# Info

This notebook allows us to export some TrOCR models to the ONNX format.

NOTE: A lot of the code is from a notebook somebody else created for converting MBart models to ONNX, which is itself following fastT5, a library to convert T5 models to ONNX.
See: https://github.com/Ki6an/fastT5/issues/7

NOTE: Doubt this works for training (removed some logic relating to loss calculations). This should probably only be used for inference.
Additional NOTE: Model seems to perform poorly when optimized (not to be confused with quantized). Not sure why?

NOTE: Quantization seems to have a pretty bad effect on the model quality. Not sure if it's worth it. Only tested on single images.

Probably only understand ~50% of this code. Welcome to hell.

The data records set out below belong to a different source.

PR #225, opened 2024-03-28
add fields for volume mesher

feilin-flexcompute:
added:
num_layers
surface_boundaries

### DIFF
--- a/flow360/component/meshing/params.py
+++ b/flow360/component/meshing/params.py
@@ -7,6 +7,8 @@ from typing import List, Optional, Union, get_args
 import pydantic as pd
 from typing_extensions import Literal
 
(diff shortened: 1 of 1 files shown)


flow360/component/meshing/params.py
```diff
@@ -265,3 +264,11 @@ def flow360_json(self) -> str:
         """
 
         return self.json(encoder=flow360_json_encoder)
+
+class VolumeBeta(Volume):
```
chai-flex, line 268: Can we use the flags.internal_features or advanced_featurs over here? similar to the beta_features we had before?

maciej-flexcompute (approved):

Some possible things to fix in the future:
- Giving proper names to some of the dynamic axes in `generate_onnx_representation`. Had to give some of them differing names, otherwise we get shape mismatching errors when trying to run inference.
- Adding the ability to return the loss in the ONNX models, for use in training.

Tested on `microsoft/trocr-small-printed` model.

In [None]:
import torch

from transformers import (
    AutoTokenizer,
    AutoConfig,
)
from transformers import VisionEncoderDecoderModel, ViTFeatureExtractor, AutoTokenizer
import torch
import functools
import operator
from pathlib import Path

In [None]:

run_export = True
run_quantize = False
run_inference = True

huggingface_model = 'microsoft/trocr-small-printed' # The Huggingface model name/path to load and export.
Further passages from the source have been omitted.